Abstract
Over time, with intensive field development, well conditions can deteriorate; there is a risk of water and gas breakthrough, reservoir and bottom-hole pressures may decrease if there is no effective reservoir pressure maintenance system in place. Neither Electric Submersible Pumps (ESPs) nor Gas Lift (GL) are capable of effectively maintaining efficient production in certain conditions. To address these issues a new hybrid production method was developed – a hybrid gas lift system with a turbine-driven centrifugal pump.
The Turbine-driven pumping system effectively solves bottlenecks of both standard ESP and Gas Lift artificial lift methods by use of the most advanced high-speed pump with operating speeds up to 15,000 rpm powered by a non-combustion ultrasonic turbine. Downhole components are integrated in a turbine submersible pump (TSP) set having no electric parts. Pressurized gas is injected into the annulus, entering the gas turbine at its setting depth, it expands creating torque on its shaft and driving a centrifugal pump. Having passed the turbine, the injected gas is discharged to the production tubing where it is utilized again for gas lifting.
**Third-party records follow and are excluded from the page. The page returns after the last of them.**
Issue #105, opened 2026-07-26
SSH sessions: inspector file tree shows the local Mac, not the remote host


jiweiyuan:
## Problem

Open an SSH session (e.g. `ukvps` from New SSH Connection) and the inspector's file tree shows the **local Mac home directory** while the terminal is on the remote box. The panel and the session disagree about which machine they're describing — worse than showing nothing.

The whole FileBrowser stack is local-only by construction: `FileNode` loads via `FileManager.contentsOfDirectory`, watching is FSEvents, content search is local `git grep`.

## Short term (cheap, honest)

Hide the file/search/changes inspector panes for `session.sshHost != nil` sessions (or show a "remote session" placeholder). One conditional; removes the lie without building anything.

## Long term: remote file tree over the existing SSH connection

Recommended route — **reuse the OpenSSH CLI via ControlMaster** (the TRAMP pattern), not an in-process SSH library:

- Terminal sessions already run the user's real `ssh`; opening the connection with `-o ControlMaster=auto -o ControlPath=...` lets `sftp -b` / `ssh host -- ls` piggyback on the authenticated connection — no second handshake, and ssh_config, ProxyJump, agent, sk- keys, 2FA all work for free because OpenSSH does them. Matches the Settings ▸ SSH philosophy (config is the single source of truth; probes already shell out to real `ssh`).
- Production proof: Zed's `crates/remote/src/transport/ssh.rs` (spawns the user's ssh binary as a ControlMaster and multiplexes everything over it); xpipe ships remote browsing over plain shell commands, no SFTP subsystem needed.

Implementation notes:

- Introduce a filesystem-provider abstraction under `FileNode` (local + remote). The shape to imitate is Blink Shell's `BlinkFiles` `Translator` protocol (transport-agnostic walk/stat/read over any backend) — GPL, so reference-only.
- No FSEvents remotely: refresh on demand / app-focus reconcile (same pattern as the git pane), not real-time.
- Content search gets remote almost free: run `git grep` on the host over the same connection.
- Editor write-back is the deep end — start **read-only preview** (same decision as the iOS companion file preview: read-only, size-capped); atomic upload write-back is phase 2.

## Library route (rejected for macOS, noted for iOS)

[...]

PR #115, opened 2026-07-26
Browse an SSH session's remote host in the inspector

jiweiyuan:
Implements #105, **Phase 0 + Phase 1** of the design proposal (P2 search and P3 write-back remain out of scope).

## What changed

**P0 — stop showing local state for a remote session.** When an SSH session is selected, the local file watcher, drop target, git count, and local path resolve away; Search, Changes, and Issues show an honest remote-unavailable state.

**P1 — a read-only remote tree, over OpenSSH's SFTP subsystem.**

- **Reuse the terminal's connection.** The interactive SSH session owns a private, per-process 0700 ControlMaster directory. The pane opens the subsystem over that socket (`ssh -s <host> sftp`) with `BatchMode=yes` and `ControlMaster=no`, checks the socket with `-O check` before launching, and so never redials or raises an authentication prompt.
- **No remote shell.** Listings and reads are SFTP v3 packets rather than `find` and `dd` through the login shell: typed replies, no quoting, and a name carrying a newline, a quote, or a leading dash needs no handling at all. A host whose `~/.bashrc` writes to stdout can no longer corrupt a preview. `RemoteCommand` and `RequestTTY` are pinned off, because either one set in `~/.ssh/config` would stop the subsystem from starting; nothing else about the user's configuration is overridden.
- **One channel, many requests.** Replies are matched by request id, so expanding a folder costs a round trip rather than a process launch, and a preview's chunks are pipelined.
- **Bounded, and fail-closed.** Per-request deadlines, an entry cap per directory, and a 1 MB preview cap refused from the open handle's own size before a byte moves. The type check is `FSTAT` on that handle rather than a second look at the path, so a file swapped after the check cannot be read through. Symlinks, FIFOs, devices, and directories are never previewed.
- **Safe previews.** Remote files land in private lease-owned temp directories under randomized local names. Closing, replacing, cancelling, or losing a presentation race cleans the lease. HTML/HTM/SVG open as read-only source, and a malformed raster can no longer fall through to WebKit.

## Verification

- `swift test` — 243 tests, 0 failures. The SFTP client is exercised against `/usr/libexec/sftp-server`, the same binary `sshd` invokes, so the protocol is covered end to end with no network and nothing mocked: hostile filenames, every entry kind, multi-chunk reads across pipelined rounds, the size cap, refusal of non-regular files, and 16 concurrent reads on one channel.
- `swift build -c release`, `scripts/check-strings.sh`, and `git diff --check` — clean.
- A live-host pass is still worth doing for host-specific SSH configuration: connect through a config alias, browse and preview, then close the terminal and confirm the pane reports the connection is gone rather than reconnecting on its own.

Release Notes:

- Browse an SSH session's host from the inspector, over the connection the terminal already opened. Files open in a read-only preview; the pane says so plainly when the connection closes.

Refs #105


jiweiyuan:
Reviewed and verified against a real host (ubuntu/ukvps):

- `ssh <host> -- <cmd>` — confirmed modern OpenSSH handles the `--` after the destination (exit 0), so the run path is correct as written.
- `LC_ALL=C ls -lAn --full-time` output matches the parser's 8-metadata-field assumption, and Swift's `split(maxSplits:omittingEmptySubsequences:)` was verified to keep padded numeric columns out of the name field and preserve names with internal spaces.
- `swift build` passes.

One real bug found and fixed in 11fca65: the ControlPath lived under Application Support, where the dev channel's socket path plus ssh's 40-hex `%C` hash measures 104 bytes — over the 103-byte `sun_path` cap, so ssh would refuse every dev-channel session with "ControlPath too long" (release had 3 bytes of headroom before a longer username broke it too). Sockets now live at `~/.termio[-dev]/ssh-mux` (77 bytes).

Issue #129, opened 2026-07-27
session-control.sock: accepted fds leak into spawned shells (no FD_CLOEXEC); read-only list forced onto @MainActor


jiweiyuan:
Two related problems in the session-control server that together turn a busy app into a fully wedged one.

## 1. Accepted connection fds leak into every spawned process

On a long-running app, `lsof -U | grep termio/session-control.sock` shows ~130 lingering connections held by unrelated `zsh` / `claude` / `node` children. Cause: the accepted socket descriptor is **not marked close-on-exec**, so every shell/agent the app spawns inherits the live fd and pins the connection open. The roster of half-open connections grows without bound over uptime and amplifies main-thread churn (see #128).

Fix: set `FD_CLOEXEC` on the accepted descriptor (and on the listening socket) right after `accept()`.

`Sources/termio/Agents/SessionControl.swift` (accept path around `handle(_ descriptor:)` `:146`).

## 2. Read-only `list` is forced onto the main actor

The request callback is typed `@MainActor` (`SessionControl.swift:65`) and every request runs via `Task { @MainActor in … }` (`:174`/`:195`). A read-only `list` therefore contends with SwiftUI render work on the main thread; when the main thread is saturated the CLI hits its 15s timeout even though nothing is actually blocked.

Fix direction: let read-only verbs (`list`, `read`) snapshot the roster off-main (or from an actor-isolated cache) instead of requiring a main-thread slot, so status queries stay responsive under render load.

## Symptom

```
$ termio sessions list
termio: no reply from the app within 15s — it may be busy or wedged
```

Reinstalling the CLI does not help — this is entirely app-side. Verified on a 0.21.1 (583) instance up ~14h. Pairs with #128 (the render-side saturation that these two problems amplify).

jiweiyuan:
Superseded: the `sessions list` timeout was a git-pane refresh storm → #134, not these. fd-leak is harmless; `list` off-`@MainActor` is optional insurance — can reopen focused if wanted.

PR #131, opened 2026-07-27
perf(sidebar): drive the working comet at 15fps instead of display rate

### LINKED ISSUE #128: Sidebar comet uses unthrottled TimelineView(.animation) → main-thread starvation, sessions CLI times out
Observed as: `termio sessions list` (and every `termio sessions …` verb) printing

```
termio: no reply from the app within 15s — it may be busy or wedged
```

on a long-running app, while the app is otherwise up and showing ~20%+ CPU at idle. Reinstalling the CLI does not help — the CLI is fine; the **app main thread is saturated**.

## Root cause

Every session-control request is handled on `@MainActor` (`Sources/termio/Agents/SessionControl.swift:65`, dispatched via `Task { @MainActor in … }` at `:174`/`:195`). So even a read-only `list` must get a slot on the main thread. When the main thread is pegged, the request queues behind render work and blows past the CLI’s 15s deadline.

What pegs the main thread is the working-state comet indicator:

`Shared/Sources/TermioShared/SessionStatus.swift:89`
```swift
TimelineView(.animation) { context in   // .animation ticks every display frame
    grid(phase: p)                       // rebuilds the 3×3 grid + AgentIconView each frame
}
```

`.animation` ticks at the display refresh rate (60/120fps) **as long as the view is on screen, whether or not anything changed**. Each working session row owns one such TimelineView, so cost scales linearly with the number of working rows rendered (sidebar + tray roster). Sampling a wedged instance shows the main thread hot in exactly this path:

```
TimelineView<>.init → WorkingIndicator.body → WorkingIndicator.grid(phase:)
  → _copySequenceToContiguousArray → AgentIconView
```

Over long uptime with a large roster the main thread never catches up, and the session-control server (also on main) starves.

## Fix direction

- Stop self-animating via unthrottled `TimelineView(.animation)`. `MenuBarController` already models the right approach: one shared `1/15s` timer advances the comet phase for all working rows at once (`Sources/termio/App/MenuBarController.swift:303-311`). The sidebar should converge on the same shared low-frame-rate tick instead of N independent 60fps timelines — and stop ticking off-screen.
- Secondary: `MenuBarController.refresh()` rebuilds the whole `NSMenu` on `store.objectWillChange` (`:46-48,61-67`), also on main — worth throttling/diffing.

## Related

Pairs with the session-control fd-leak + main-actor issue (filed separately). Verified against a running 0.21.1 (583) build; the `TimelineView(.animation)` path still exists on `main`.

jiweiyuan:
Fixes #128.

## Problem

`WorkingIndicator`'s self-animating path used `TimelineView(.animation)`, which ticks at the **display refresh rate** (120fps on ProMotion), and every working session row runs its own. With a large roster the main thread saturated re-rendering the spinners — which starved the session-control server (also on `@MainActor`) and made `termio sessions list` time out with `no reply from the app within 15s`.

## Fix

The 1.1s rotation reads identically at a fixed **15fps** (the rate the menu-bar comet already uses), so switch the schedule to `.periodic(from:by: 1/15)`. One-line behavioural change; the wall-clock phase math is untouched.

## Measured

A 30-row harness rendering the same spinner three ways:

| variant | main-proc CPU% | grid rebuilds/sec |
|---|---|---|
| `.animation` (display rate) | ~30 | ~2400 |
| **`.periodic` 15fps (this PR)** | **~12** | **~300** |
| shared one-clock-for-the-sidebar (prototype) | ~15 | ~300 |

**~8× less main-thread work**, no visible change to the animation.

### Why not a shared clock?

A single `CometClock` broadcasting one phase through the environment was prototyped and benchmarked. It gave **no further win**: the number of *visible* working rows is bounded by screen height + `List` virtualization, so the per-row timers never actually scale, and wrapping the whole `List` in one `TimelineView` cost *more* in re-diffing (~15% vs ~12% CPU, and worse at 80 rows). So this PR keeps the minimal per-row change and drops that machinery.

## Scope / notes

- iOS is unaffected — it uses the same self-animating path, now just at 15fps.
- The explicit-`phase` path (the menu-bar comet driving its own timer) is unchanged.
- Companion issue #129 (session-control fd leak + read-only `list` forced onto `@MainActor`) is what lets this degrade over uptime; tracked separately.

### DIFF
--- a/Shared/Sources/TermioShared/SessionStatus.swift
+++ b/Shared/Sources/TermioShared/SessionStatus.swift
@@ -81,12 +81,22 @@ public struct WorkingIndicator: View {
     private let dotSize: CGFloat = 2.5
     private let spacing: CGFloat = 3.6
     private let period: Double = 1.1
+    /// A fixed 15fps cadence rather than `.animation`, which drives the comet at
+    /// the display refresh rate (120fps on ProMotion). A slow 1.1s rotation reads
+    /// identically at 15fps, and it matches the menu-bar comet timer — but a
+    /// sidebar full of working rows then costs ~8× less main-thread work (measured
+    /// 2400→300 grid rebuilds/sec across 30 rows, ~30%→~12% CPU), which is what
+    /// keeps the many-session sidebar from starving the main thread.
+    private static let frameRate: Double = 15
+    /// A stable anchor keeps the phase a pure function of wall-clock, independent
+    /// of when any given indicator first appears.
+    private static let clockAnchor = Date(timeIntervalSinceReferenceDate: 0)
 
     public var body: some View {
         if let phase {
             grid(phase: phase)
         } else {
-            TimelineView(.animation) { context in
+            TimelineView(.periodic(from: Self.clockAnchor, by: 1.0 / Self.frameRate)) { context in
                 let p = context.date.timeIntervalSinceReferenceDate
                     .truncatingRemainder(dividingBy: period) / period
                 grid(phase: p)


jiweiyuan:
Closing: profiling the actually-wedged instance showed the comet spinner is ~2/4000 samples — not the cause of the CLI timeout. The real hog is a GitService `git status/diff` refresh storm on background queues (main thread is idle; `list` times out on main-actor contention, not rendering). Pivoting to the real fix (get read-only `list` off the main actor + throttle the git refresh). This 15fps micro-opt isn't worth carrying on its own.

The implementation of the Gas Lift with the turbine-driven pumping system enables the highest possible production volumes providing optimization beyond the conventional Gas Lift capabilities. The system can be deployed both on tubing and riglessly, either with a slick line or coiled tubing. Total pumping efficiency can be improved up to 39%. The technology enables production optimization and/or achieving target drawdown with minimized gas injection rate and pressure if compared to traditional Gas Lift. Technology avoids the use of electricity in the well resulting in dramatic improvement of reliability and runlife, reducing the number of shut-ins and minimizing non-productive time.
Unlike conventional methods, that often suffer from high energy consumption, mechanical complexity, and limited adaptability to varying well conditions, the turbine-driven pump offers a novel solution that overcomes these limitations. It is suitable for a wide range of well conditions, including high-temperature environments, where conventional methods may struggle to perform. Potential implementation in the geothermal industry further underscores its importance in driving the green transition of the oil and gas sector towards more sustainable practices.